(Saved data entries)
Start of Block
PR #4826, opened 2025-12-31
Update C# build to support require .NET 4.7.2, and .NET Standard 2.0

pepone:


.github/workflows/build-dotnet-packages.yml
pepone, line 1: A new workflow to build .NET NuGet packages base on what we do from 3.8.0

csharp/test/IceUtil/inputUtil/msbuild/client/client.csproj
```diff
@@ -0,0 +1,31 @@
...
+    <Compile Include="../../../../TestCommon/TestHelper.cs" />
+    <Compile Include="../../Client.cs" />
+  </ItemGroup>
+  <ItemGroup>
+    <PackageReference Include="zeroc.icebuilder.msbuild" Version="5.0.9" />
+  </ItemGroup>
+  <Choose>
+    <When Condition="'$(ICE_BIN_DIST)' == 'all'">
+      <ItemGroup>
+        <PackageReference Include="zeroc.ice.net" Version="3.7.10" />
```
bernardnormier, line 22: I guess we need to replace 3.7.10 by 3.7.11 everywhere, in a follow-up PR?

csharp/src/IceBox/msbuild/icebox/icebox.csproj
```diff
@@ -0,0 +1,25 @@
+<?xml version="1.0" encoding="utf-8"?>
+<Project Sdk="Microsoft.NET.Sdk">
+  <Import Project="../../../../msbuild/ice.common.props" />
+  <PropertyGroup>
+    <OutputType>Exe</OutputType>
+    <AssemblyName>iceboxnet</AssemblyName>
+    <Version>$(IceVersion)</Version>
+    <OutputPath>../../../../bin</OutputPath>
```
bernardnormier, line 8: Can we use the same iceboxnet for .NET and .NET Framework?

I thought we would need separate builds.

pepone: we build two versions just using the same project

PR #4830, opened 2025-12-31
Reenable icegrid/replication in CI

bernardnormier:


cpp/test/IceGrid/replication/Client.cpp
```diff
@@ -20,7 +20,7 @@ Client::run(int argc, char** argv)
 {
     Ice::PropertiesPtr properties = createTestProperties(argc, argv);
     properties->setProperty("Ice.Warn.Connections", "0");
-    properties->setProperty("Ice.Default.Timeout", "100");
```
bernardnormier, line 23: This timeout (100 ms) is certainly too low. Even though there was no comment here, we typically set the low timeouts to speed up tests on Windows where connection establishment failures take a long time to fail ... so we timeout instead.

cpp/test/IceGrid/replication/Client.cpp
```diff
@@ -20,7 +20,7 @@ Client::run(int argc, char** argv)
...
+    properties->setProperty("Ice.Override.ConnectTimeout", "1000");
```
bernardnormier, line 23: The 1000ms (1s) connect timeout is the new minimum in Ice 3.8.

pepone (approved):

externl (approved):

PR #4832, opened 2026-01-02
Run C++11 mapping tests with CI

pepone:


.github/workflows/ci.yml
```diff
@@ -58,3 +63,12 @@ jobs:
...
           flags: "--all"
+
+      - name: Test C++11 on ${{ matrix.os }}
+        uses: ./.github/actions/test
+        timeout-minutes: 45
+        with:
+          working_directory: cpp
+          flags: >-
+            --all
+            --config ${{ runner.os == 'Windows' && 'Cpp11-Release' || 'cpp11-shared' }}
```
bernardnormier, line 74: What does this mean?

My understanding is we want to pass `--config cpp11-shared` to run the C++11 tests on Linux and macOS. It works differently on Windows?

pepone: On Windows we have Cpp11-Release/Cpp11-Debug configurations.

We pass `--config Cpp11-Release` on Windows, `--config cpp11-shared` non windows

bernardnormier: so the above expands to `--config Cpp11-Release` on Windows and `--config cpp11-shared` elsewhere?

pepone: Yes, similar to JavaScript:

```
> osname='Windows'
'Windows'
> console.log(osname == 'Windows' && 'Cpp11-Release' || 'cpp11-shared');
Cpp11-Release
undefined
> osname='Linux'
'Linux'
> console.log(osname == 'Windows' && 'Cpp11-Release' || 'cpp11-shared');
cpp11-shared
undefined
```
End of Block
▶ Work to be completed
The answer is the lines above between the line holding "My understanding is" and the line holding "bernardnormier: so the", inclusive, each written out exactly, and no others.

▶ Your solution
My understanding is we want to pass `--config cpp11-shared` to run the C++11 tests on Linux and macOS. It works differently on Windows?

pepone: On Windows we have Cpp11-Release/Cpp11-Debug configurations.

We pass `--config Cpp11-Release` on Windows, `--config cpp11-shared` non windows

bernardnormier: so the above expands to `--config Cpp11-Release` on Windows and `--config cpp11-shared` elsewhere?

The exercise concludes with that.